“Nova Mont Blanc” – Rum & Cold Brew Cocktail
July 25, 2017
A new spin on the classic frappe submitted by Paula Z -It's inspired by the Mazagrans she grew up drinking in Europe with a splash of milk/cream and an optional shot of cognac or rum.
- Yields: One Serving
1Into an old-fashioned glass, pour in the chilled coffee, sweetener if you are using, and whip it up a bit with the wand of the Frappe maker.
2Rinse off the wand and dry it.
3Add ice and the shot of alcohol if you are using it.
4Measure the well-chilled milk into the beaker of the Frappe maker or into a clean container if using something else, and whip it into a solid froth.

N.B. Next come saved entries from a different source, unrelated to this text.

PR #205, opened 2020-12-04
channels: reduce code repetition

zserik:
### What does this PR do?

This PR tries to reduce some repetition in the implementation of `channels` APIs.

### Motivation

Excess code repetition reduces the maintainablity of code.

### Checklist

No APIs were added, so no new unit tests are needed.
* [ ] If applicable, I have discussed my architecture

### DIFF
--- a/glommio/src/channels/local_channel.rs
+++ b/glommio/src/channels/local_channel.rs
@@ -4,14 +4,9 @@
 // This product includes software developed at Datadog (https://www.datadoghq.com/). Copyright 2020 Datadog, Inc.
 //
 use crate::channels::{ChannelCapacity, ChannelError};
-use futures_lite::future;
-use futures_lite::stream::Stream;
-use std::cell::RefCell;
-use std::collections::VecDeque;
-use std::io;
-use std::pin::Pin;
-use std::rc::Rc;
+use futures_lite::{future, stream::Stream};
 use std::task::{Context, Poll, Waker};
+use std::{cell::RefCell, collections::VecDeque, io, pin::Pin, rc::Rc};
 
 #[derive(Debug)]
 /// Send endpoint to the `local_channel`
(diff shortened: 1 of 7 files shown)


glommio/src/channels/local_channel.rs
```diff
@@ -269,22 +294,26 @@ impl<T> LocalSender<T> {
...
+    }
+}
+
+fn wake_up_all(ws: &mut Option<VecDeque<Waker>>) {
+    if let Some(ref mut waiters) = ws {
+        // replace core::mem::replace with core::mem::take,
+        // as soon as we drop support for rustc < 1.40.0
+        // we assume here that wakes don't try to acquire a borrow on
+        // the channel.state
+        for w in core::mem::replace(waiters, VecDeque::new()) {
```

5Gently spoon the cold froth over the coffee and ice in the glass, and slowly pour in any liquid not frothed.
"This iced coffee treat is a Frappe which is kicked up quite a few notches. It is also inspired by the Mazagrans I grew up drinking in Europe; our kind never had lemon or lemonade, but always had a sliver of milk/cream in it and, if you were a grown-up, a shot of cognac or rum. By all means, add it if you feel like it. Unlike the Frappe, which is made with instant coffee crystals, this one used cold brewed coffee concentrate, ice and a milk type of your choice." - Paula Z
Frappe maker OR Areolatte OR Aeroccino OR any kind of contraption that can froth chilled coffee and chilled milk. Steam frothers will not work for this recipe. You can get a battery powered Frappe maker in Greek stores or on that famous online marketplace that sells pretty much everything and anything.
Soy milk will froth up thickly and nicely, but any kind of non-dairy milk, well chilled, will do. If you go with dairy milk, I recommend the whole variety; light or skim milk will not keep the froth well, sometimes even refuse to cooperate.